Beliau menyebut Nibbāna sebagai landasan tertinggi kebenaran, yang bersifat tidak menipu (MN 140.26). Nibbāna tidak dapat dilihat oleh mereka yang hidup dalam nafsu dan kebencian, tetapi dapat dilihat dengan munculnya penglihatan spiritual, dan dengan memusatkan pikiran pada Nibbāna dalam kedalaman meditasi, sang siswa dapat mencapai hancurnya noda-noda (MN 26.19, MN 75.24, MN 64.9).
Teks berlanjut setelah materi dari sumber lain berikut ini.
PR #81, opened 2020-03-20
OPENEUROPA-2943: Upgrade to PHP 7.3.

sergepavle:
### Description

[Insert description here]

### Change log

- Added:
- Changed:
- Deprecated:
- Removed:
- Fixed:
- Security:

### Commands

```sh
[Insert commands here]

```

### DIFF
--- a/composer.json
+++ b/composer.json
@@ -68,6 +68,7 @@
         }
     },
     "config": {
-        "sort-packages": true
+        "sort-packages": true,
+        "discard-changes": true
     }
 }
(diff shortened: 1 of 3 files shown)


composer.json
```diff
@@ -68,6 +69,7 @@
         }
     },
     "config": {
-        "sort-packages": true
+        "sort-packages": true,
+        "discard-changes": true
```
ademarco: Why is this necessary?

sergepavle: Exist issue on drone side (on composer install).
For not completely reasons we have on lower dependencies patched already drupal/coder module and we have error like that:

> RuntimeException]                                                                  
> Source directory /test/oe_translation/vendor/drupal/coder has uncommitted changes.  

By these settings, we enforce composer discard changes and discard changes (patched files)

Sang Buddha tidak memberikan banyak kata pada definisi filosofis tentang Nibbāna. Satu alasan adalah bahwa Nibbāna, karena tidak terkondisi, transenden, dan lokuttara, memang tidak mudah didefinisikan secara konsep yang tak dapat dihindari terikat pada apa yang terkondisi, nyata, dan lokiya. Alasan lain adalah bahwa tujuan Sang Buddha adalah tujuan praktis menuntun makhluk-makhluk menuju kebebasan dari penderitaan, dan dengan demikian pendekatan utamaNya pada karakterisasi Nibbāna adalah untuk memberikan semangat untuk mencapainya dan untuk menunjukkan apa yang harus dilakukan untuk mencapainya. Untuk menunjukkan Nibbāna sebagai sesuatu yang diinginkan, sebagai tujuan dari pengerahan usaha, Beliau menggambarkannya sebagai kebahagiaan tertinggi, sebagai keadaan tertinggi dari kedamaian luhur, sebagai tanpa penuaan, tanpa kematian, dan tanpa dukacita, sebagai keamanan tertinggi dari keterikatan. Untuk menunjukkan apa yang harus dilakukan untuk mencapai Nibbāna, untuk menunjukkan bahwa tujuan itu menyiratkan suatu tugas yang pasti, Beliau menggambarkannya sebagai ditenangkannya segala bentukan, dilepaskannya segala perolehan, hancurnya ketagihan, kebosanan (MN 26.19). Di atas segalanya, Nibbāna adalah lenyapnya penderitaan, dan bagi mereka yang mencari akhir penderitaan maka sebutan demikian sudah cukup untuk memberi isyarat kepada mereka untuk mengarah pada sang jalan.